How Far is Too Far?

Simply Me
Gendered Violence
Published in
5 min readMar 15, 2018

The creditor and debtor relationship in Western society normalizing the culture of revenge that invites violence within through the legitimization of the justice system.

How Far is Too Far? At what point do we ask ourselves is this necessary? Will we ever be satisfied?

In Western Society, we have created what Friedrich Nietzsche labels as a creditor and debtor relationship, to where we justify enacting revenge on the debtor as a form of justice.
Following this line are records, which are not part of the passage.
PR #3672, opened 2025-02-27
feat(logger): refresh sample rate calculation before each invocation

### LINKED ISSUE #3278: Feature request: Calculate Log Sampling Per Request
### Use case

The log sampling concept is great but not very useful in practice if you have provisioned concurrency turned on due to the decision happening at initialization. 

### Solution/User Experience

Per request sampling would be ideal, as opposed to per log sampling. That would give the user the ability to see the entirety of a request that was sampled rather than a mix of logs for different requests.

### Alternative solutions

_No response_

### Acknowledgment

### Future readers

am29d:
…in logger context## Summary

### Changes

This PR modifies the `sampleRate` behaviour for the logger and will now sample per invocation, instead of execution environment. When using `injectLambdaContext` either as decorator or as middleware, we now automatically refresh sample rate.

As discussed in #3278 we avoid duplicate sample decision during cold starts, as it might happen in the Logger constructor. To make this possible, I have exposed `coldStart` field from the `Utility` class.

**Issue number:** closes #3278 

---


packages/logger/src/Logger.ts
```diff
@@ -489,7 +490,13 @@ class Logger extends Utility implements LoggerInterface {
    * potentially yielding a different outcome.
    */
   public refreshSampleRateCalculation(): void {
-    this.setInitialSampleRate(this.powertoolsLogData.sampleRateValue);
+    /**
+     * we don't want to refresh the sample rate for cold starts
+     * because it might lead to double sampling, one in constructor and one here
```
dreamorosi, line 501: I would move this comment in the main docstring above explaining the same thing: when called during a cold start it results in a no-op.

This will be useful for those customers who use the manual method and call this directly.

dreamorosi (commented):
Left one comment about a docstring, other than that I have built and tested the package and it works, same for e2e tests [which are green](https://github.com/aws-powertools/powertools-lambda-typescript/actions/runs/13567960070).

packages/logger/src/Logger.ts
am29d: Agree!

dreamorosi (dismissed):
Thanks for the PR!

dreamorosi (approved):
Good to go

We have built a system where we gain pleasure from causing our debtors pain and suscepting them to a world of vulnerability to violence. My question is how far in revenge is too far and why is it that we feel we are owed this pleasure in dehumanizing another individual?

There is a controlled relationship within the creditor and debtor that points back to the basic forms of purchase, sale, exchange, trade, and commerce. Nietzsche states,

“The criminal has earned his punishment because he could have acted otherwise.” Throughout the greatest part of human history, punishment was definitely not imposed because one held the evil-doer responsible for his deed, that is, not under the presupposition that only the guilty one is to be punished.
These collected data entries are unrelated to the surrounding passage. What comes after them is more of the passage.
PR #1808, opened 2023-02-02
S3 Operations

### LINKED ISSUE #1798: Add a custom `Execution` and `Scheduler` for S3 operations

nulls:
### What's done
* create a custom `Execution`
* create a custom `Scheduler` from custom `Executor`
* use this `Executor` in http client in AWS S3 SDK and `Scheduler` for further processing
* Extracted this logic to common interface `S3Operations`

It closes #1798


save-cloud-common/src/jvmMain/kotlin/com/saveourtool/save/s3/S3OperationsProperties.kt
```diff
@@ -0,0 +1,66 @@
...
+     * @property maxPoolSize
+     * @property queueSize
+     * @property ttl
+     */
+    data class AsyncProperties(
+        val minPoolSize: Int = Schedulers.DEFAULT_POOL_SIZE,
+        val maxPoolSize: Int = Schedulers.DEFAULT_BOUNDED_ELASTIC_SIZE,
+        val queueSize: Int = Schedulers.DEFAULT_BOUNDED_ELASTIC_QUEUESIZE,
+        val ttl: Duration = 60.seconds.toJavaDuration(),
+        // reactor.core.scheduler.BoundedElasticScheduler.DEFAULT_TTL_SECONDS
```
kgevorkyan, line 64: ?

kgevorkyan (approved):

0x6675636b796f75676974687562 (approved):

save-cloud-common/src/jvmMain/kotlin/com/saveourtool/save/s3/S3OperationsProperties.kt
nulls: it's comment to `ttl` where I took the default value. `diktatFix` moved it to next line. will move on 1 line up

nulls: will do it in next PR

kgevorkyan: hm, we should catch such situations in diktat, I didn't remember how, but we definitely have logic for inline comments
I suppose, that we shouldn't trigger on such cases. But may be it depends on configuration

nulls: ok, strange then, but will move to KDoc anyway. It's more proper place for it

nulls: fixed here d9545ee84223c1a4a3fe8973dc6addc01f12fc80

PR #1811, opened 2023-02-02
Toml instead of Properties

sanyavertolet:
### What's done:
 * Moved `fs` to `commonMain` source set of `save-cloud-common` as `expected val` with `actual`s on all the platforms
 * Added `nativeMain` source set to `save-cloud-common`
 * Deleted `.properties` parsing logic
 * Moved from `Properties` configuration to `Toml` configuration (for agents)


0x6675636b796f75676974687562 (approved):

save-cloud-common/src/jsMain/kotlin/com/saveourtool/save/utils/FileUtils.kt
```diff
@@ -0,0 +1,15 @@
+/**
+ * js implementation for FileUtils - Not implemented
+ */
+
+package com.saveourtool.save.utils
+
+import okio.FileSystem
+import okio.Path
+
+const val NOT_IMPLEMENTED_ON_JS = "Cannot be used in js."
```
nulls, line 10: it cannot be used in legacy JS

save-cloud-common/src/jvmMain/kotlin/com/saveourtool/save/utils/FileUtils.kt
```diff
@@ -97,12 +107,16 @@ fun Path.pathNamesTill(stop: Path): List<String> = generateSequence(this, Path::
...
-                "The path is not absolute: $this"
-            }
-        }
+fun Path.requireIsAbsolute(): Path = apply {
+    require(isAbsolute) {
+        "The path is not absolute: $this"
+    }
+}
+
+actual inline fun <reified C : Any> parseConfig(configPath: okio.Path): C {
```
nulls, line 116: maybe move to `commonNonJsMain`?

save-cloud-common/build.gradle.kts
```diff
@@ -81,6 +87,17 @@ kotlin {
                 runtimeOnly(libs.junit.jupiter.engine)
             }
         }
+
+        val linuxX64Main by getting
+        val macosX64Main by getting
+        val mingwX64Main by getting
+
+        val nativeMain by creating {
```
nulls, line 95: why do we need `nativeMain` here?

save-cloud-common/src/jvmMain/kotlin/com/saveourtool/save/utils/FileUtils.kt
nulls: discussed offline, that it doesn't resolve the code duplication for different targets

save-cloud-common/src/jsMain/kotlin/com/saveourtool/save/utils/FileUtils.kt
sanyavertolet: It cannot be used in js as well as js legacy, can it?

save-cloud-common/src/jvmMain/kotlin/com/saveourtool/save/utils/FileUtils.kt
sanyavertolet: Discussed offline - decided to leave as is

save-cloud-common/build.gradle.kts
sanyavertolet: There is an implementation for `linuxX64`, `macosX64` and `mingwX64`

nulls: discussed offline: gradle has problem with long hierarchy

save-cloud-common/src/jsMain/kotlin/com/saveourtool/save/utils/FileUtils.kt
nulls: yes, you're right. I confused with serialization

nulls (approved):

PR #1831, opened 2023-02-06
Supported download on save-agent required files from S3

### LINKED ISSUE #1830: [save-agent] Download files directly from S3

nulls:
### What's done
* supported pre-signed url
* migrated to GET on save-agent
* removed AbstractFileBasedStorage

It closes #1830


save-cloud-common/src/jvmMain/kotlin/com/saveourtool/save/s3/DefaultS3Operations.kt
```diff
@@ -25,8 +33,13 @@ import java.util.concurrent.*
  */
 class DefaultS3Operations(
     properties: S3OperationsProperties,
-) : S3Operations {
+) : S3Operations, Closeable {
```
0x6675636b796f75676974687562, line 36: Probably, it's better to use `AutoCloseable` here (almost the same signature, more modern API).

nulls: sure

sanyavertolet (approved):

0x6675636b796f75676974687562 (approved):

Crazy to think revenge is a natural feeling when it is socially produced. A world of creditor versus debtor, you screw me over I am going to screw you over twice as hard, is justified not only within Western society but by the one defining structures we have, our government. Nietzsche says this is done through our legal system. Through the justice system we are able to label, try, and punish the debtor and suscept them to more violence within the system while simultaneously retaining our revenge.

While writing this article and researching the topic, I gave a friend a scenario about their mother being murdered along with their entire family to interpret their response on revenge and distinguish the entire creditor and debtor relationship. They responded with, “I would want their entire family to die first so that person could watch and have them suffer as I have, with the ending being their death after some time.” When asked why they felt this act was justified they replied, “because, an eye for an eye.”
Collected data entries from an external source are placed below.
PR #1838, opened 2023-02-07
Upload save-demo-agent.kexe

sanyavertolet:
### What's done:
 * Supported `save-demo-agent.kexe` upload in `deploy_images.yml`

### DIFF
--- a/.github/workflows/deploy_images.yml
+++ b/.github/workflows/deploy_images.yml
@@ -156,6 +156,12 @@ jobs:
           name: save-agent-distribution
           path: 'save-cloud/save-agent/build/libs/save-agent-*-distribution.jar'
           retention-days: 5
+      - name: Upload save-demo-agent.kexe
+        uses: actions/upload-artifact@v3
+        with:
+          name: save-demo-agent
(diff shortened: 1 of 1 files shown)


kgevorkyan (approved):

.github/workflows/deploy_images.yml
```diff
@@ -156,6 +156,12 @@ jobs:
           name: save-agent-distribution
           path: 'save-cloud/save-agent/build/libs/save-agent-*-distribution.jar'
           retention-days: 5
+      - name: Upload save-demo-agent.kexe
+        uses: actions/upload-artifact@v3
+        with:
+          name: save-demo-agent
+          path: 'save-cloud/save-demo-agent/build/bin/linuxX64/releaseExecutable/save-demo-agent.kexe'
```
nulls, line 163: why `kexe`, but not `distribution.jar` as for save-agent? we will add `save-demo-agent` as dependency to `save-demo`

sanyavertolet: Yep, in next PR I will add Gradle task for that (as well as return agent.toml with server port _maybe_)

How does making someone suffer make you feel good?

Some have replied that in the highest degree to the extent the injured one exchanged what was lost. Violence, Nietzsche explained, is the opposite of compassion and is here to make sufferer (debtor) feel the counter of pleasure and to have compassion is to suffer with someone. Why do we even have this desire to make people feel bad? Is there agency in revenge? Does it matter that you cannot get an equal amount of suffering?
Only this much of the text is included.